### What the task requires
Only one stretch of the data is wanted: the line containing "Adds APModpack.netkan", the line containing "First, apologies for", and every line between them, copied exactly.

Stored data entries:
Content starts
PR #4583, opened 2016-08-29
Swag 7

Thomdare:
Adds APModpack.netkan

### DIFF
--- a/NetKAN/APModpack.netkan
+++ b/NetKAN/APModpack.netkan
@@ -1,0 +1,26 @@
+{
+    "spec_version": 1,
+    "identifier"  : "APModpack",
+    "name"        : "Airship Pirates KSP Modpack",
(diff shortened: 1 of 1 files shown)


politas:
My understanding is that BDDMP.dll is/was a replacement for the BDArmory.dll to work with DMP?

The old BDDMP mod included a modified version of BDArmory. Has this been rewritten to now work in combination with BDArmory, rather than replacing it?

I realise that this is a pack of mods that everyone needs in order to play together, have you considered adding conflicts with mods known to cause problems, or considered to be cheating? It might be worth adding a conflicts/provides to BDDMP, at least, in case anyone gets confused and thinks they need it.

Thomdare:
@politas Yes, however, the new BDDMP.dll is outdated and I simply needed a mod as the core mod. Since this one hasn't been officially updated for a long time, I just used it.

politas:
Merging with thanks!

PR #4594, opened 2016-09-05
Latest TACLS update moved config. Fixes #4593

### LINKED ISSUE #4593: Realism Overhaul and TACLS
First, apologies for not being able to do more at present, and therefore begging you all to do so. :)
(1.2 is OMGBUSY atm)

TACLS recently updated and changed the location of its config file. RO also moved its file. However, neither Config netkan entry (those which provide TACLS-Config) were updated, causing conflicts.

Can someone unfreeze the TACLS-stock config and point it at the new correct place? And put the TACLS netkan back to requiring a config? (I'm not sure why that was _ever_ dropped). The RO TACLS config netkan appears to still be correct.

Olympic1:
Fixes the problem where RO tries to overwrite the TACLS config.

I'm not good with `filter_regexp` so I filtered it my way that also works.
Content ends
### Task solution
Adds APModpack.netkan

### DIFF
--- a/NetKAN/APModpack.netkan
+++ b/NetKAN/APModpack.netkan
@@ -1,0 +1,26 @@
+{
+    "spec_version": 1,
+    "identifier"  : "APModpack",
+    "name"        : "Airship Pirates KSP Modpack",
(diff shortened: 1 of 1 files shown)


politas:
My understanding is that BDDMP.dll is/was a replacement for the BDArmory.dll to work with DMP?

The old BDDMP mod included a modified version of BDArmory. Has this been rewritten to now work in combination with BDArmory, rather than replacing it?

I realise that this is a pack of mods that everyone needs in order to play together, have you considered adding conflicts with mods known to cause problems, or considered to be cheating? It might be worth adding a conflicts/provides to BDDMP, at least, in case anyone gets confused and thinks they need it.

Thomdare:
@politas Yes, however, the new BDDMP.dll is outdated and I simply needed a mod as the core mod. Since this one hasn't been officially updated for a long time, I just used it.

politas:
Merging with thanks!

PR #4594, opened 2016-09-05
Latest TACLS update moved config. Fixes #4593

### LINKED ISSUE #4593: Realism Overhaul and TACLS
First, apologies for not being able to do more at present, and therefore begging you all to do so. :)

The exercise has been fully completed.